Há muito havia acabado. Nós dois sabíamos que nada sobrara daquilo que um dia chamáramos de amor e que um dia fora um casal. Chegamos um dia ao momento que não havia mais o que esconder: Estava terminado!
Um de nós tinha de dar um basta, e foi você! Não tive a coragem de tomar a decisão, você tomou! Chorei! Você chorou! Não choramos por amor, mas pela dor de ver que tudo aquilo que um dia nós havíamos jurado ser para sempre chegou ao fim.
Como dois seres evoluídos e inteligentes resolvemos tudo terminar, mas havia coisas a serem acertadas antes de cada um ir para o seu lado. Ficou combinado que resolveríamos tudo com civilidade. Era só o tempo de acertarmos coisas que julgávamos triviais: casa, pensão, carro, família e tudo o mais que nos unia.
Pensava que tu ficarias em casa ao meu lado como sempre ficara até tudo se resolver, mas não! Tu começastes a ter imediatamente uma nova vida enquanto eu estava ainda entre o apper e a lona. Por respeito ou costume me pedias para sair e eu num fingido desdém te olhava e dizia: Vai!

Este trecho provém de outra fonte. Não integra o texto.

PR #657, opened 2018-07-07
Add free-i2c mapping  and rename "U-mapper" to "Snake" with extra lines param

arduino12:
Add "free-i2c" gpio-mapping for using 3 parallel chains among i2c bus.
Add "lines" param to new "Snake" pixel-mapper instead of old "U-mapper",
the default lines value is 2- like the old "U-mapper",
but it can be changed like "Snake:4" for a 4 panels height display..!


marcmerlin:

But generally, yes I support this mapper, it is needed. If you can provide an updated version, I'm in favor of merging it.

marcmerlin:
You can also commit free-i2c separately (if it had been separate I'd have merged it on the spot)

PR #675, opened 2018-08-03
Control Panel

laesskerjonathan:
Web Application to control


davemaster:
Greetings,

Try something like this:

web based rgb led panel screen

PR #4, opened 2017-02-28
fastMap functions

Adriel-M:
Added three functions related to fastMap; fastMap, fastMapUpdate, fastMapGenerate. Included unit tests for all three functions and integrations tests between them.


Adriel-M:
I have done all the requested changes. Wasn't aware of the NA; was trying to insert NULL into a character vector. Regarding the path, I just simplified it by default saving in working director and just checking of the supplied outputName contains a .rds extension, program will continue but a warning will be raised.

Regarding fastMapSanity, keys and value can contain hyphens which the regex detects.

PR #7, opened 2017-03-02
Committing: Test_Data.R, FINDSUBv1_2.R

whitleyo:
Here are the following
1. Findsubv1_2.R: FINDSUB function defined in this script
2. Test_Data.R: sources the FINDSUBv1_2.R file, and also defines a hypothetical network of 9 proteins
Edge and vertex data frames are formatted with expected attributes, and are converted into an iGraph object

3. FINDSUB_Test1.R:FINDSUB_Test3.R files test the function using different thresholds for minOrd and Thresh (minimum number of vertices per subnetwork and edge weight threshold, respectively), and in FINDSUB_Test4 changing edge weights to see if subnetworks formed would change relative to results of test 1 as expected. FINDSUB_Test5 tests that entering data of incorrect type for the function inputs results in stoppage of the function.

Note: You will have to change filepaths for the TestData and FINDSUB_TestX files (X refers to any number test). Basically, my approach was to source the function in the TestData file, and then source the TestData file in every FINDSUB_TestX.R file.


whitleyo:
Pushed the changes requested.

________________________________

hyginn:
Superseded

PR #9, opened 2017-03-13
added importnet.multinet

iyifan:
added importnet.multinet


iyifan:
added importnet.multinet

Vai para tua vidinha pequena e burra, para tua noite falsa e podre, para os teus perdidos e doentes de espírito eu dono de mim dizia.
Tu ias! Eu ficava sozinho naquilo que um dia foi nosso lar. Olhava as paredes e não via as mesmas paredes que um dia serviu de redoma a nossa felicidade. Olhava os móveis que nós compartilhamos por toda uma vida e não os sentia mais como sendo meus. Olhava os retratos na estante e via uma família destruída... podre...
Não bebia! Me reclusava aos meus livros e discos mas eles não me davam o prazer que antigamente no meu silêncio mesquinho e egoísta em tua presença me davam. Vagava pelos corredores e cômodos vazios para preencher-me e mais vazio me tornava.
Não conseguia dormir! Ficava guardião dos ponteiros do relógio da sala de jantar. A todo som que vinha da rua corria para a porta de entrada esperando ver você furtivamente, alegre e embriagada entrar. Não eras tu! Era apenas mais um carro que passava em frente daquilo que um dia nós chamamos de nossa casa.
Finalmente tu chegavas e o desdém que havia lhe dado a “´permissão” de sair era metamorfoseado pela mais dolorosa e rancorosa raiva.
Perdida! Vadia! Burra! Mesquinha! Bêbada! Insana! Eram apenas os primeiros adjetivos que lhe jogava na cara. Tu tentavas ficar indiferente a tudo, mas depois de tanto ouvir imprecações explodias. Brigávamos por pelo menos uma hora até tu desistires e ir dormir no quarto que um dia fora nosso e eu me jogava louco como um kamikase no sofá da sala.
Não dormia de pronto! Em parte devido à excitação do embate e também pelos pensamentos e sentimentos que me percorria a cabeça feito carrossel. Abatido pelo cansaço, finalmente adormecia.
Nem bem clareava o dia pulava do duro sofá e preparava um café para despertar-lhe - Não levava flores junto às torradas porque sabia que seria teatral demais - . e passava o dia inteiro a lhe paparicar e esforçando-me para criar em ti aquele velho sentimento que a muito estava morto, até o amor novamente como um camaleão retomar as cores do desdém.